Pride was better; Pride was number one in the world. So I think that it’s criticism of the organizers -- it’s not a criticism of the fighters. They’re worthy sportsmen. Good fighters. It’s a criticism of the organizers, of the promoters. They take everything and just wreck it. Instead they should be strengthening everything, making everything stronger, stronger and stronger. But people are leaving them.

Instead they now have very serious, very worthy competition in the world. And not that much time will go by before things change.

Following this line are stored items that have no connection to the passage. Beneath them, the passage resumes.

PR #76, opened 2019-08-30
Unchecked casts erased

SokolovaMaria:
AtomicRef val is never null, so for JVM I can rely that nonnull check may be inserted by the compiler only and check for `dup, nonnull` pattern and then erase all instructions of null branch.

For JS unchecked casts like `(Kotlin.isType(tmp$_0 = atomicField, AtomicRef)` are erased and replaced with just `atomicField`

### DIFF
--- a/atomicfu-transformer/src/main/kotlin/kotlinx/atomicfu/transformer/AtomicFUTransformer.kt
+++ b/atomicfu-transformer/src/main/kotlin/kotlinx/atomicfu/transformer/AtomicFUTransformer.kt
@@ -28,6 +28,8 @@ private val INT_ARRAY_TYPE = getType("[I")
 private val LONG_ARRAY_TYPE = getType("[J")
 private val BOOLEAN_ARRAY_TYPE = getType("[Z")
 private val REF_ARRAY_TYPE = getType("[Ljava/lang/Object;")
+private val REF_TYPE = getType("L$AFU_PKG/AtomicRef;")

****Aleks is thinking the same things that Hardcore Fans is thinking, Im not surprised that he's thinking that way*****


http://www.sherdog.com/news/article...-Story-of-Aleksander-Emelianenko-Part-2-13709


----------



## Toxic (Mar 1, 2007)

I hate when people say that the UFC was #2 to Pride, if the UFC's puchase of Pride showed us anything it was that the UFC and Pride were equals, some Pride guys came over and beat UFC guys, some UFC guys beat PRide guys, the playing fields were equal, the UFC was not #2 and neither was Pride.


----------



## crispsteez (Jul 1, 2008)

wow he killed a bear. i guess that portion of the article had the biggest impression on me.


----------



## xeberus (Apr 23, 2007)

I love aleks.

The cold eyes of someone who would murder you violently, reach into your pocket and take a single cigarette from the pack simply because he didn't feel like asking.


----------



## wukkadb (Jan 1, 2007)

Toxic said:


> I hate when people say that the UFC was #2 to Pride, if the UFC's puchase of Pride showed us anything it was that the UFC and Pride were equals, some Pride guys came over and beat UFC guys, some UFC guys beat PRide guys, the playing fields were equal, the UFC was not #2 and neither was Pride.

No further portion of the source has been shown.